Saudi Arabia and Qatar are widely believed to be providing weapons to the rebels. The United States says it does not wish to send arms for fear they may find their way to Islamist hardliners who might then use them against Western targets.

Within the EU, Britain, supported by France, has been pushing for easing the arms embargo to help Syrian rebels. But many other EU states have reservations.

UK INCREASES AID

After weeks of wrangling, the EU amended the arms embargo last month to permit the supply of armored vehicles, non-lethal military equipment and technical aid to the Syrian opposition, provided they were intended to protect civilians.

Britain moved quickly to expand the scope of the aid it gives the Syrian opposition, pledging to supply armored vehicles and chemical weapons testing kits.
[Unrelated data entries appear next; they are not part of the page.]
PR #4935, opened 2026-05-06
fix(limactl): allow $EDITOR with flags

nyanotech:
Allows $VISUAL/$EDITOR to have flags in it, eg for `code -w`, or for some emacs setups

### DIFF
--- a/pkg/editutil/editorcmd/editorcmd.go
+++ b/pkg/editutil/editorcmd/editorcmd.go
@@ -23,7 +23,18 @@ package editorcmd
 import (
 	"os"
 	"os/exec"
+	"strings"
 )
+
+// ShellMetaChars is the set of characters that, when present in an editor
+// command string, require it to be executed via a shell rather than as a
+// direct argv. The list matches git's prepare_shell_cmd in run-command.c.
+const ShellMetaChars = "|&;<>()$`\\\"' \t\n*?[#~=%"
+
+// HasShellMeta reports whether s contains any character from ShellMetaChars.
+func HasShellMeta(s string) bool {
+	return strings.ContainsAny(s, ShellMetaChars)
+}
 
 // Detect detects a text editor command.
 // Returns an empty string when no editor is found.
@@ -39,6 +50,9 @@ func Detect() string {
 	for _, f := range candidates {
 		if f == "" {
 			continue
+		}
+		if HasShellMeta(f) {
+			return f
 		}
 		x, err := exec.LookPath(f)
 		if err == nil {
--- a/pkg/editutil/editutil.go
+++ b/pkg/editutil/editutil.go
@@ -10,6 +10,7 @@ import (
 	"os"
 	"os/exec"
 	"path/filepath"
+	"runtime"
 	"strings"
 
 	"github.com/sirupsen/logrus"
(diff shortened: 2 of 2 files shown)


unsuman (changes requested):
Looks good but could you please fix this minor inconsistency?

unsuman:
There is some issue with Github, I cannot comment on the code:
Screenshot 2026-05-06 at 9 29 43 PM

> Investigating - We are investigating reports of degraded performance for Pull Requests
May 06, 2026 - 15:25 UTC

https://www.githubstatus.com/

jandubois:
Can't comment on the code either; here is what I wanted to write:

> This is very simplistic and doesn't support quoted names including whitespace.
>
> And while I think it doesn't matter, this is also a functional change: returns the command now instead of the resolved filename.
>
> I think `Detect` should have tests.

I would recommend looking at the `kubectl edit` implementation and copying the basic logic from there.

nyanotech:
> Can't comment on the code either; here is what I wanted to write:
> 
> > This is very simplistic and doesn't support quoted names including whitespace.edi
> > And while I think it doesn't matter, this is also a functional change: returns the command now instead of the resolved filename.
> > I think `Detect` should have tests.
> 
> I would recommend looking at the `kubectl edit` implementation and copying the basic logic from there.

Good point, I should've looked at some prior art before making this.

I'm thinking I'll do an implementation vaguely like [git's](https://github.com/git/git/blob/94f057755b7941b321fd11fec1b2e3ca5313a4e0/run-command.c#L288), where it passes to a shell if the `$EDITOR` contains spicy characters (including quotes, spaces, `~`), and if not, runs it directly. Compared to kubectl's, this drops the "split the args and then run it directly" path in favor of invoking a shell for those situations as well, and also has more characters in the list of ones it won't try to handle (such as `~`).

Adding extra logic to decide if a shell should be invoked or not makes the split between editutil.go/editorcmd.go feel a bit more intertwined than I'd like; any objections to moving the actual editor invocation to the latter (and keeping the file handling in the former), or merging them into one file?

pkg/editutil/editorcmd/editorcmd.go
```diff
@@ -23,8 +23,19 @@ package editorcmd
 import (
 	"os"
 	"os/exec"
+	"strings"
 )
 
+// ShellMetaChars is the set of characters that, when present in an editor
+// command string, require it to be executed via a shell rather than as a
+// direct argv. The list matches git's prepare_shell_cmd in run-command.c.
+const ShellMetaChars = "|&;<>()$`\\\"' \t\n*?[#~=%"
```
AkihiroSuda, line 32: We don't support this in other places such as `QEMU_SYSTEM_X86_64`

pkg/editutil/editorcmd/editorcmd.go
AkihiroSuda, line 1: Let's just use `shellwords.Parse`
https://github.com/lima-vm/lima/blob/90867ca062fdcec6cb42f694b2a88e7cfbacc833/pkg/driver/qemu/qemu.go#L1042-L1060

AkihiroSuda:
ping @nyanotech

Westerwelle and EU foreign policy chief Catherine Ashton put the emphasis on helping rebuild rebel-held areas of Syria.

"I am convinced that it is necessary we do more for the reconstruction in the liberated zones," Westerwelle said.

"So the economic and financial embargo, which at the moment hits the whole country, should be handled in a more flexible way and maybe changed so that we can deliver goods for infrastructure, medical assistance, electricity, water," he said.

Ashton said the EU was looking at ways to work with the opposition to restore basic services, such as medical supplies, water purification, power generation and some administrative services.

EU ministers discussed the Syria crisis with U.N. mediator Lakhdar Brahimi, who warned that Syria could end up worse than violence-torn Somalia unless a political settlement is found.

"The real choice in Syria is between a peaceful, political, consensual agreement, and a situation which resembles and is greater than the situation which Somalia knew in the last few years," he told reporters.